TASK REQUIREMENTS:
Go through the data and report each line that holds the string "requested".

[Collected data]
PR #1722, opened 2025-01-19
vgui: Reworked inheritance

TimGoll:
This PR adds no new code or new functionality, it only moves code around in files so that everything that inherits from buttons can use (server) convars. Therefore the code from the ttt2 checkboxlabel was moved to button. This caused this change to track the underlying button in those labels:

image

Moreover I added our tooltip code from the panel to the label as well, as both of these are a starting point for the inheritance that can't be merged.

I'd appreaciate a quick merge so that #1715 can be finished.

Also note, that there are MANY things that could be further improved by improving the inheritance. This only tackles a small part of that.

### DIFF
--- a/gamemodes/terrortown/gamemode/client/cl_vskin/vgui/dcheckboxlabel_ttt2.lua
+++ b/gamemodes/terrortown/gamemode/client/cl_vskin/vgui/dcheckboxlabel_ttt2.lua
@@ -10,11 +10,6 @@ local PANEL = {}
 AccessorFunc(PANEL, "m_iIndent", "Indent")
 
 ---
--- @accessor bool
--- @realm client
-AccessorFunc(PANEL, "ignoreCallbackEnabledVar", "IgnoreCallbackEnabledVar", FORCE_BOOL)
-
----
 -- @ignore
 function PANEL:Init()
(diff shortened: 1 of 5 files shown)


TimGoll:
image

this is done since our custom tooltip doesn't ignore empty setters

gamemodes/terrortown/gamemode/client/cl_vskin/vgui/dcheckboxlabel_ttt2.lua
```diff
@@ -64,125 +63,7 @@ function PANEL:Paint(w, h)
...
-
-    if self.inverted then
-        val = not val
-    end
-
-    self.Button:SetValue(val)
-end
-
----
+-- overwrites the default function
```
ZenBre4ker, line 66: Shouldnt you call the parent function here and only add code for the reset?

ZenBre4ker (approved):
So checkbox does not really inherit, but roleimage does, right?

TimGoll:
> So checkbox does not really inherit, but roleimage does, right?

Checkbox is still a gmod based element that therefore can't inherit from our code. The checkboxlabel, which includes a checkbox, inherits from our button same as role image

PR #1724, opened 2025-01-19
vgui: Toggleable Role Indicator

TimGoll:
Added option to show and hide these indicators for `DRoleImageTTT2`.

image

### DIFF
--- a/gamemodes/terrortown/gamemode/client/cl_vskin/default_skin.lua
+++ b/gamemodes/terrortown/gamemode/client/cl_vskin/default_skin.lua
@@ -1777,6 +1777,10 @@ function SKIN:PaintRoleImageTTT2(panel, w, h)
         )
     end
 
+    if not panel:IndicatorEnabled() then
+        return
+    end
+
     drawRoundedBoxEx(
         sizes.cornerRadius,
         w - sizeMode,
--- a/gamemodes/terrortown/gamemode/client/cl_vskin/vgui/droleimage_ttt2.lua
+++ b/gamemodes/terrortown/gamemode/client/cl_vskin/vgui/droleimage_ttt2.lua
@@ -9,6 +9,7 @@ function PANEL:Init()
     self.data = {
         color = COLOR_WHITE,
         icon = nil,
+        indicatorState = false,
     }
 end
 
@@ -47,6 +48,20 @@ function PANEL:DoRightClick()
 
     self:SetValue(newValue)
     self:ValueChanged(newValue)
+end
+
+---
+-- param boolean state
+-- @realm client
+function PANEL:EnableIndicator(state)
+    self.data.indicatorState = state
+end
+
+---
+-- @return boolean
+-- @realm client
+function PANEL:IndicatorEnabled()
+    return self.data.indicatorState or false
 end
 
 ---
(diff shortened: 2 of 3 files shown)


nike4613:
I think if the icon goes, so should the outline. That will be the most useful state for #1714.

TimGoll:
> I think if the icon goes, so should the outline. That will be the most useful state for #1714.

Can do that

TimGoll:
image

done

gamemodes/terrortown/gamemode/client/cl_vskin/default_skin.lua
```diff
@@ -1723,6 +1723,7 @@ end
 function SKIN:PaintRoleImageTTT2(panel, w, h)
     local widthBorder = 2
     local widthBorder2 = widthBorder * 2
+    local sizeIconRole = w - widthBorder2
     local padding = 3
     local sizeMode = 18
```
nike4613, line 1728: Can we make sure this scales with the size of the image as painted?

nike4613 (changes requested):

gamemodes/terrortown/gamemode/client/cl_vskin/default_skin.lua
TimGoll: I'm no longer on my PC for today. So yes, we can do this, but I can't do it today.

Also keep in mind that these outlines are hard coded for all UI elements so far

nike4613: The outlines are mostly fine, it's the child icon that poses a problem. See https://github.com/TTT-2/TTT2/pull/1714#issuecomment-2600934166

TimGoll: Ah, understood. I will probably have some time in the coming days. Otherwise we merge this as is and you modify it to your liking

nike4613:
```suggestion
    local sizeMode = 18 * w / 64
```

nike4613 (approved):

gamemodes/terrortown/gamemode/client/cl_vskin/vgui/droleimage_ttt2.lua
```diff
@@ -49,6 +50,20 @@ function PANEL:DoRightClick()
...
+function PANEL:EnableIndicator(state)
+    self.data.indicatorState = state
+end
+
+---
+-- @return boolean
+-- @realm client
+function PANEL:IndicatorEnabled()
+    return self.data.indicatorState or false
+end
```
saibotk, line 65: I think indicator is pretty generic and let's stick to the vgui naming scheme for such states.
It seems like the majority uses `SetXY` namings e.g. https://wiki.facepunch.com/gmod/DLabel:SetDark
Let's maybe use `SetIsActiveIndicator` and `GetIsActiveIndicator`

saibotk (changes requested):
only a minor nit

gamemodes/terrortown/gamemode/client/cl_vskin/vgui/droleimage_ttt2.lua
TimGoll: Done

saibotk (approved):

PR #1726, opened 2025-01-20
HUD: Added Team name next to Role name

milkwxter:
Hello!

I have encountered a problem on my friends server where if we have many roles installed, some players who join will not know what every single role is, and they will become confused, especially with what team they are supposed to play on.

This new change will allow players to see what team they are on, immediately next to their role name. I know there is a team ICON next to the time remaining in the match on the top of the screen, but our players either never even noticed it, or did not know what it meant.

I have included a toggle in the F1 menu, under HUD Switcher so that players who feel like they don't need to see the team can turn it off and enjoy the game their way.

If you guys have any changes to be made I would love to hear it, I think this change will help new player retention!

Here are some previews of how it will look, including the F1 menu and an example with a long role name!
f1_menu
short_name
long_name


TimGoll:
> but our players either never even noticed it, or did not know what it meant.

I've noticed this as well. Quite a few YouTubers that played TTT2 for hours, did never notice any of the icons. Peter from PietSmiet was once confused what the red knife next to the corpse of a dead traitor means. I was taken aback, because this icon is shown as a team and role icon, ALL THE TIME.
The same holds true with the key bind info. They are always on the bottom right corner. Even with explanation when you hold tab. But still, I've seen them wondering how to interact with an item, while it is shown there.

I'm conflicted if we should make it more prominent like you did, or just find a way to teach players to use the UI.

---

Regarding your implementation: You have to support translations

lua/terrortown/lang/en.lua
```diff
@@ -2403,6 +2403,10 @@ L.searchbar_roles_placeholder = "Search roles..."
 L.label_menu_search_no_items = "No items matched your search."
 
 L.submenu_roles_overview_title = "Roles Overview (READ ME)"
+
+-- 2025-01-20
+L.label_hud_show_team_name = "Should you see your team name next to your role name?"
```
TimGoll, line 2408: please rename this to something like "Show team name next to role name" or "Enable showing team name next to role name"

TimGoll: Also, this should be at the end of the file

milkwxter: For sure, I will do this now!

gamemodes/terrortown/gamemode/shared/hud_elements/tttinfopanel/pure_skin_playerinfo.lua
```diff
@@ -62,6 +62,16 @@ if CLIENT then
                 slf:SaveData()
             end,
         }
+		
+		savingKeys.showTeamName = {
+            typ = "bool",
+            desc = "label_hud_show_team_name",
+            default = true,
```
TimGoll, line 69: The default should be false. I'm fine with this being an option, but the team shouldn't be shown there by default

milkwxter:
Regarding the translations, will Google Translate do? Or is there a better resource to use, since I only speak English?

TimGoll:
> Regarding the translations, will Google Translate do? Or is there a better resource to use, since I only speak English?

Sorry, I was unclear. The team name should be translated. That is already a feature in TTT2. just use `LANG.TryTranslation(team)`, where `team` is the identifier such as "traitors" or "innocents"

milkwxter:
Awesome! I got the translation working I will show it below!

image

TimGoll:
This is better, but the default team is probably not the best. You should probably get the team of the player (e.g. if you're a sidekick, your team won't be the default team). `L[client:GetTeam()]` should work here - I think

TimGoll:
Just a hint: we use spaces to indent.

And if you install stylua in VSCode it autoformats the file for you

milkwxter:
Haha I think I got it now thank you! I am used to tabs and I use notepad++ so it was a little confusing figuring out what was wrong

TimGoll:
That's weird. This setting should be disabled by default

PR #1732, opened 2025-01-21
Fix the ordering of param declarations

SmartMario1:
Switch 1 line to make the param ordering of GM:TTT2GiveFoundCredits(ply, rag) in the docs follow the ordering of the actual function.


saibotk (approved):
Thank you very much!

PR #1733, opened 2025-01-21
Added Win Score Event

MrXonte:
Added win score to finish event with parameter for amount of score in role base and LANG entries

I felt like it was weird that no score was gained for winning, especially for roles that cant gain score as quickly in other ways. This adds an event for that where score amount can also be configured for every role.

SOLUTION BELOW:
nike4613 (changes requested):
saibotk (changes requested):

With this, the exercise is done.